From the early 1960’s to the present day, the evolution of the computer generated image (CGI) has progressed from the earliest line drawing computers (Ivan Sutherland’s Sketchpad (Fig. 1)(Wikipedia) to the hyper real computer game. Since then advancements in vector graphics and computer algorithms (Cartesian co-ordinates, Bezier curves, shading, ray tracing, texture mapping and light source modelling) brought computer image making to the present day where a computer generated image could momentarily be mistaken for the real thing (fig. 2 and 10).

Fig. 1 Ivan Sutherland's Sketchpad aka. Robot Draftsman,1963. Source: Wikipedia

Fig. 1 Ivan Sutherland’s Sketchpad aka. Robot Draftsman,1963. Source: Wikipedia

Fig. 2 - “Forest Path” by Alex Alvarez, 2012. Source: 3DTotal.com

Fig. 2 – “Forest Path” by Alex Alvarez, 2012. Source: 3DTotal.com

As with most computer related advancements; fields like the military, architecture, engineering and film may have funded and accelerated the speed of these developments. Films and the representation of the world through science fiction have long overtaken science fact and with that the expectations of audiences everywhere for what entertains and looks real. It begs the question; does this standard of realism add anything to any field of knowledge? 3D visualisations (some photorealistic, some not) and the animated fly-through have become standard storytelling devices in historical documentaries.
It could be argued that this is driven more by technological advancement and audience expectation than by specialists in cultural heritage. This blog will look at the history of photorealism followed by an exploration of the debate around the effect of using photorealism in the field of Archaeology.
2. History of Photorealism:
Photorealism has a long history. Before the invention of photography, it was the mark of an accomplished painter to be able to capture the difficult textures of of glass, pewter and lemon accurately in paint (fig. 3).

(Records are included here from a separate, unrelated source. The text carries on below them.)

PR #3081, opened 2025-10-11
Add layer priority

k-dominik:
This can be used, to e.g. favor the raw data layer.

While this does not change the performance of the full render of the full screen, for the user there might still be a benefit in seeing the raw data context first.

Before (current main branch):

https://github.com/user-attachments/assets/3fc7e4e2-04af-41e9-a57c-12087d59ec68

This PR:

https://github.com/user-attachments/assets/0edcd4f7-047c-4716-a445-13344216f7a2

Todos:
* [x] check which other workflows can benefit. Apparently modifying `LayerViewerGui` and `LabelingGui` goes a long way.
* [x] Needs https://github.com/ilastik/volumina/pull/338, tests will fail until then --> `volumina>=1.3.20`

### DIFF
--- a/ilastik/applets/layerViewer/layerViewerGui.py
+++ b/ilastik/applets/layerViewer/layerViewerGui.py
@@ -1,7 +1,7 @@
 ###############################################################################
 #   ilastik: interactive learning and segmentation toolkit
 #
-#       Copyright (C) 2011-2014, the ilastik developers
+#       Copyright (C) 2011-2025, the ilastik developers
 #                                <team@ilastik.org>
 #
 # This program is free software; you can redistribute it and/or
@@ -19,7 +19,7 @@
 # 		   http://ilastik.org/license.html
 ###############################################################################
 # Python
-from builtins import range
+from enum import IntEnum
 import os
 from functools import partial
 import logging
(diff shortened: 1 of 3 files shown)


btbest:
```diff
    def createLabelLayer(self, direct=False):
      # ...
-            labellayer = ColortableLayer(labelsrc, colorTable=self._colorTable16, direct=direct)
+            labellayer = ColortableLayer(labelsrc, colorTable=self._colorTable16, direct=direct, request_priority=11)
      # ...
```
My attempt to get labels drawn before predictions, but it was a bit counterproductive. Without the prio, at least the label requests mostly remain ordered, so that labels drawn onto multiple tiles end up rendered mostly at the same time. With the prio, label bits on one tile often get rendered with long time gaps to the remaining label bits on other tiles. Overall a bit more sluggish without label prio, but the disjunct rendering with prio just feels weird.

(Also would use an IntEnum if we do add more than one fixed priority)

ilastik/applets/layerViewer/layerViewerGui.py
```diff
@@ -68,6 +68,19 @@
 # ===----------------------------------------------------------------------------------------------------------------===
 
 
+class LayerPriority(IntEnum):
+    """Predefined (by experimentation) priority for different data layer types"""
```
btbest: What do you mean by "experimentation"? Do the absolute values have any implication on performance or such?

k-dominik: :)

no - the order does. I guess I wanted to make clear exactly what you understood is not the case. But I guess...

k-dominik:
okay, _now_ it's ready for a review :)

Early painters used the trick of the eye that is achieved by photorealism to create fantastical landscapes and to assemble components or characters that have never occupied the same space but can be photorealistically united on a canvas (fig. 4).
Fig. 3 - A Roemer, an Overturned Pewter Jug, Olives and a Half Peeled Lemon on Pewter Plates by Pieter Claesz. (c.1597 – 1660).Photo Sotheby’s.

Fig. 3 – A Roemer, an Overturned Pewter Jug, Olives and a Half Peeled Lemon on Pewter Plates by Pieter Claesz. (c.1597 – 1660).Photo Sotheby’s.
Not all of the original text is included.